:: WHAT NEEDS TO BE DONE ::
Every line of the entries with the word "November" in it should be shown.

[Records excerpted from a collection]

BEGIN

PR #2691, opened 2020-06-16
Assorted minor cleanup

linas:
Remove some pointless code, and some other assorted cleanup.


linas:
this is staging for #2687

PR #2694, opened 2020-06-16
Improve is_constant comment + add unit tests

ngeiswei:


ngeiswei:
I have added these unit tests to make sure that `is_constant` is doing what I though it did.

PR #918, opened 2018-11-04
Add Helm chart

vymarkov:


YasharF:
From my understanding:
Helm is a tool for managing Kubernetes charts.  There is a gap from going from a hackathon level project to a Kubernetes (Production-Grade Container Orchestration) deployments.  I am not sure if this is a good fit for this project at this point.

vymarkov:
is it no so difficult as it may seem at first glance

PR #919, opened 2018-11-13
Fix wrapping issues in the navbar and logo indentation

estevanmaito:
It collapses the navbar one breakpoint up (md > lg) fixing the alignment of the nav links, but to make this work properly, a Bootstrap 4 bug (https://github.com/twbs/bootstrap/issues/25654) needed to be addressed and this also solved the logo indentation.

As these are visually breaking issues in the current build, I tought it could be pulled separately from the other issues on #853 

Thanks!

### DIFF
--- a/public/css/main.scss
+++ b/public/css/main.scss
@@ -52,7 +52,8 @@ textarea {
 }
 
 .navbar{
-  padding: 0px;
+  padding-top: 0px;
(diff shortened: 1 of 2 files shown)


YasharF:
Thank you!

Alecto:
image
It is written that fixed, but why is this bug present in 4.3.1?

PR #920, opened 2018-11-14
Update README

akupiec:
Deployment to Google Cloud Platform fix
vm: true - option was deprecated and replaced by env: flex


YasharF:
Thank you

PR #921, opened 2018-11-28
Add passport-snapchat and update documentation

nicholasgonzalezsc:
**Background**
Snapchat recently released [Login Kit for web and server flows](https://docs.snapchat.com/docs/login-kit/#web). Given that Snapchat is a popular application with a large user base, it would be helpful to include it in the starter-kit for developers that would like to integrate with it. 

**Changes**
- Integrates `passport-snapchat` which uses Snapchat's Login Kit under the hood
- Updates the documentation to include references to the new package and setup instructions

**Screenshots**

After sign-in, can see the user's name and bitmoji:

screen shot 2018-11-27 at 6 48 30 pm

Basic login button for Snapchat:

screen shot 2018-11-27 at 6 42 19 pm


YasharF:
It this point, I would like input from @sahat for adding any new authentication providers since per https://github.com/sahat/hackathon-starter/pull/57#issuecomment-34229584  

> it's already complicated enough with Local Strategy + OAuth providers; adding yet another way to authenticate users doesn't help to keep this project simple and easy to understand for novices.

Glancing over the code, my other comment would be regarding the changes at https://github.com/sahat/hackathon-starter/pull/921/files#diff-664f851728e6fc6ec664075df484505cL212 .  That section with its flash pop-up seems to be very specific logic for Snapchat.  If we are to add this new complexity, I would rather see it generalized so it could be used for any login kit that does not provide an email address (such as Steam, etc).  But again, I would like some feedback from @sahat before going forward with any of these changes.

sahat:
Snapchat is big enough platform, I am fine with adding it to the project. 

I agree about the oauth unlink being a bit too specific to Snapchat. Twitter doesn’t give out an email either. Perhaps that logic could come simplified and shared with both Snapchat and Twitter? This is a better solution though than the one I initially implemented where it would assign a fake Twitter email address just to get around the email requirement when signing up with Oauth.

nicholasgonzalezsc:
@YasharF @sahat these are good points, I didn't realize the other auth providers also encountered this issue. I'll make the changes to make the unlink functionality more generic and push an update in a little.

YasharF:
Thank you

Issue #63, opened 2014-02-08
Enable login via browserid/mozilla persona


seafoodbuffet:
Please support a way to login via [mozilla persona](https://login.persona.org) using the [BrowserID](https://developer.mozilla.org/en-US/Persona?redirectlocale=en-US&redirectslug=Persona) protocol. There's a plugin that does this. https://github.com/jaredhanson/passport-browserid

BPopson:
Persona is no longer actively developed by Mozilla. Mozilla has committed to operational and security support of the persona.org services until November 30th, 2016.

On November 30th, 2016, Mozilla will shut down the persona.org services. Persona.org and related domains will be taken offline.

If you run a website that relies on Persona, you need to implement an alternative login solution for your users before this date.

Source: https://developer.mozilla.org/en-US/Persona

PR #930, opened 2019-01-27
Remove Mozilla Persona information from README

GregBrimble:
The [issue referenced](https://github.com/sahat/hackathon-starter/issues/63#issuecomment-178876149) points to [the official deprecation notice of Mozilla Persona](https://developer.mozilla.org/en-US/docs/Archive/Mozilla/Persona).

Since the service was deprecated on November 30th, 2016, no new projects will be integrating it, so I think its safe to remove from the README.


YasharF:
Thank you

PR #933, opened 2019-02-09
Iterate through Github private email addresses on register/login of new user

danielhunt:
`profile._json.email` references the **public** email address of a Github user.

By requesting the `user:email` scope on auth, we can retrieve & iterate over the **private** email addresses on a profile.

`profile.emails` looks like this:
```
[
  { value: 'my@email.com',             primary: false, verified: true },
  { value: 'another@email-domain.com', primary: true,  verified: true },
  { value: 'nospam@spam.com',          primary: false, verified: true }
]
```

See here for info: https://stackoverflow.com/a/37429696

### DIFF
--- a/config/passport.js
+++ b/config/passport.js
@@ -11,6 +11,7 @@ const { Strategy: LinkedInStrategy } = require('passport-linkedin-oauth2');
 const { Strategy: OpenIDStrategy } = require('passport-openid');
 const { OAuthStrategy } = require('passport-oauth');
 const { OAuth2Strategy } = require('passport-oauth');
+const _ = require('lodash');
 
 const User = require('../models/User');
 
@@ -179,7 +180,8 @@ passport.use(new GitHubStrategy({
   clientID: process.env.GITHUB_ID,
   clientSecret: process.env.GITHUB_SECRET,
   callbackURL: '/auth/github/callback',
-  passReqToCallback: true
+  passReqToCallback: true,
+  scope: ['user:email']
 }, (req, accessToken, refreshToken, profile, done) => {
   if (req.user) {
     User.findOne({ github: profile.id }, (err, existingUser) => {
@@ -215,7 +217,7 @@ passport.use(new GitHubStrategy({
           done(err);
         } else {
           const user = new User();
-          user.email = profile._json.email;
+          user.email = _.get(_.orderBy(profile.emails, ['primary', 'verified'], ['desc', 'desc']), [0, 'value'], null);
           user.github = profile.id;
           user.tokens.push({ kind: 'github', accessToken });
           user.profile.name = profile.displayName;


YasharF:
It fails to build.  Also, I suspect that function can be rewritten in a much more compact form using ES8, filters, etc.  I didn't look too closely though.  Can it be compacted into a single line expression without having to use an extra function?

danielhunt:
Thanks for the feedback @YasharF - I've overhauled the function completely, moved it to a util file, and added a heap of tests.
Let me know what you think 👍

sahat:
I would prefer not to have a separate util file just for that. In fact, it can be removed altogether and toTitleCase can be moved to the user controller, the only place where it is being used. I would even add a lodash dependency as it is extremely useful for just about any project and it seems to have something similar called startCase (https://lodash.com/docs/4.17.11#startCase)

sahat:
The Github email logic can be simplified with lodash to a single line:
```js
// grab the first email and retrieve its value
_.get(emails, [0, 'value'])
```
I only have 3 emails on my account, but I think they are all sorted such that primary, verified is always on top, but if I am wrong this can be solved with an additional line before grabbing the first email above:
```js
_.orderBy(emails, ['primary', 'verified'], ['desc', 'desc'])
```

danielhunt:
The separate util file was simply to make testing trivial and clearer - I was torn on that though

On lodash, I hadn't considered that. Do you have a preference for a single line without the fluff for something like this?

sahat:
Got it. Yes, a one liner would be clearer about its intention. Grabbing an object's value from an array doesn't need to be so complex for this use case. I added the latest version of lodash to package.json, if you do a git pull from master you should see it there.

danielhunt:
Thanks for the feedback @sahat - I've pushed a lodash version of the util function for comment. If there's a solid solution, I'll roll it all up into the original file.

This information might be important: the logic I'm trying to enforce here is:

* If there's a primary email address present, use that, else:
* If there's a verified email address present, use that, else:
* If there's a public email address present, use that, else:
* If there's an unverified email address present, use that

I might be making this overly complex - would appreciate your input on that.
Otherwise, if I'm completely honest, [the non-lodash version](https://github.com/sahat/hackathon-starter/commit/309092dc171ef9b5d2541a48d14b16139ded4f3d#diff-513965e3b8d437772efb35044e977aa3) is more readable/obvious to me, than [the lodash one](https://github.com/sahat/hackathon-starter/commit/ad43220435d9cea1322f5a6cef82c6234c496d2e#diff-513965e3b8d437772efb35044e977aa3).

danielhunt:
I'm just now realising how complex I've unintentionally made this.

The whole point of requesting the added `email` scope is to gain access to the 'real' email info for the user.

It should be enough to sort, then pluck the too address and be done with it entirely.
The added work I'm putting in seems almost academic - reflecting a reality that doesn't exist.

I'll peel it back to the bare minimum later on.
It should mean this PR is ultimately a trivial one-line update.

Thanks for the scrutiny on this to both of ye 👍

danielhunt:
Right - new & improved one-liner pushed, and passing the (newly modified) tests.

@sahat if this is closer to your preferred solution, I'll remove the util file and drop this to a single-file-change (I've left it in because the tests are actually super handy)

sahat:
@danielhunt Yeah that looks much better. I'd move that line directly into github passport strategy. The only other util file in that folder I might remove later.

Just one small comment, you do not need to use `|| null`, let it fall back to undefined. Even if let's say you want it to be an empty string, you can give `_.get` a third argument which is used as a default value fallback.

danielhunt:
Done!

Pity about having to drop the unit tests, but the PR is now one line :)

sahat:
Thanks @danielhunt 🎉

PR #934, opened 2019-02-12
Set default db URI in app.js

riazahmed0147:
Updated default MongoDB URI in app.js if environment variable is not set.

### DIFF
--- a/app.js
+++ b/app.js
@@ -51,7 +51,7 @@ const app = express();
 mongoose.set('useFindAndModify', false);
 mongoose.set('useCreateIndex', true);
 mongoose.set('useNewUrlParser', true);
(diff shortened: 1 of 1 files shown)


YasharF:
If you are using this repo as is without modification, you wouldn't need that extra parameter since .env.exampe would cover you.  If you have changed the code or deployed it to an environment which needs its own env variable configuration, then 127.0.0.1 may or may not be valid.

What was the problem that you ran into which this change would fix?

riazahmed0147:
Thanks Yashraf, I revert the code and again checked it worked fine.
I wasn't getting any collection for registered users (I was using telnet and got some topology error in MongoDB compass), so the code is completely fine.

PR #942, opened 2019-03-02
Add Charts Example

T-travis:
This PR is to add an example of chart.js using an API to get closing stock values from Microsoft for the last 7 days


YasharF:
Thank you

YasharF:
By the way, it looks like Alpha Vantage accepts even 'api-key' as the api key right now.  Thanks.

END

:: EXERCISE RESPONSE ::
Persona is no longer actively developed by Mozilla. Mozilla has committed to operational and security support of the persona.org services until November 30th, 2016.
On November 30th, 2016, Mozilla will shut down the persona.org services. Persona.org and related domains will be taken offline.
Since the service was deprecated on November 30th, 2016, no new projects will be integrating it, so I think its safe to remove from the README.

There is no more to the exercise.